In October 2023, dozens of states filed lawsuits against Meta alleging that the company knowingly designed features to addict children to its platforms and misled the public about safety. The complaints cite the internal research disclosed by Frances Haugen and subsequent investigations by state attorneys general. These cases are proceeding through federal court.
In October 2024, 14 states and the District of Columbia sued TikTok, alleging the platform is designed to addict children and that the company misrepresented its safety measures. The lawsuits cite internal documents obtained through investigative subpoenas showing alleged knowledge of addictive design and harms to minors.
School districts in various states, including in California, Washington, and other jurisdictions, have filed lawsuits seeking to hold the platforms responsible for the youth mental health crisis that has strained school counseling and mental health resources. These cases allege that the platforms created a public nuisance by designing products that harm students.
Individual personal injury cases are being consolidated in multidistrict litigation in federal court, similar to how pharmaceutical and other mass tort cases are handled. This allows for coordinated discovery—the process where plaintiffs' lawyers can obtain internal company documents—while preserving individual cases for trial.
The companies have filed motions to dismiss many of these cases, arguing that Section 230 of the Communications Decency Act protects them from liability for user-generated content, and that their platforms are protected speech under the First Amendment. Courts are evaluating these arguments. Some cases have survived motions to dismiss, allowing discovery to proceed. Others are still in early stages.
No global settlements have been reached as of late 2024, and these cases are expected to take years to resolve. The legal questions involve both fact issues—what did the companies know and when—and novel legal issues about whether platforms can be held liable for design features alleged to cause harm, separate from content posted by users.
For families considering whether to come forward, the litigation is active and lawyers continue to investigate cases. The discovery process in existing cases is producing documents that may strengthen the allegations in the complaints as internal communications and research become part of the public record through court filings.
What you are watching is the legal system slowly catching up to a technology that moved faster than regulation, and to companies that, according to the lawsuits, had information about harm that parents and doctors did not have access to when it would have mattered most.

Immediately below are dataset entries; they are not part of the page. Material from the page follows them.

Issue #6151, opened 2026-06-23
Support router-based multi-teacher (MOPD) distillation in DistillationTrainer


mohanpb:
### Feature request

`DistillationTrainer` currently supports teacher-student distillation with a single teacher. A useful extension would be router-based multi-teacher distillation, where each example is routed to one teacher based on a dataset column such as `domain`, `task`, or `data_source`.

This would support workflows where a single student is trained from multiple specialist teachers, for example:

- math examples -> math teacher
- code examples -> code teacher
- general instruction examples -> general teacher

A possible API could be:

```python
DistillationConfig(
    lmbda=1.0,
    beta=1.0,
    teacher_model_names_or_paths={
        "math": "path-or-hub-id-to-math-teacher",
        "code": "path-or-hub-id-to-code-teacher",
        "general": "path-or-hub-id-to-general-teacher",
    },
    teacher_routing_column="domain",
)
```

Dataset example:

```python
{
    "messages": [...],
    "domain": "math",
}
```

Initial scope could be limited to:

> one example -> one route key -> one teacher

This would not require teacher aggregation, dynamic routing, teacher debate, or teacher updates. The main addition would be selecting the appropriate teacher per example before applying the existing distillation loss.

Relevant references:

- On-Policy Distillation: https://thinkingmachines.ai/blog/on-policy-distillation/
- MiMo-V2-Flash technical report, which introduces Multi-Teacher On-Policy Distillation: https://arxiv.org/abs/2601.02780

### Motivation

This would make `DistillationTrainer` more useful for mixed-domain post-training setups where different teacher models are strong in different domains.

Today, users can distill from a single teacher, but if they have separate specialist teachers for math, code, reasoning, safety, or general instruction, there does not seem to be a simple way to route each example to the appropriate teacher within the same training run.

Router-based multi-teacher distillation would allow users to train one deployable student model from multiple specialist teachers while keeping the first version simple and close to the existing `DistillationTrainer` flow.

What happened to your child was not your fault. You could not have known what the companies allegedly knew and chose not to share. You were not overreacting when you felt something was wrong. The internal documents described in these lawsuits suggest that the platforms were designed in ways that exploited your child's developmental stage for profit, that the companies allegedly had research showing this was happening, and that they made business decisions that prioritized user growth and engagement time over the wellbeing of adolescent users.
The young person struggling with depression, anxiety, disordered eating, or self-harm is not weak or broken. They were, according to the allegations in hundreds of lawsuits now moving through courts, targeted by some of the most sophisticated behavioral engineering ever created, designed by companies that allegedly knew exactly what they were doing and did it anyway. That is not a moral failure. That is not bad parenting. That is what the litigation describes as a business model that treated a generation of children as a resource to extract value from, and the cost is being counted in mental health crisis numbers that keep climbing.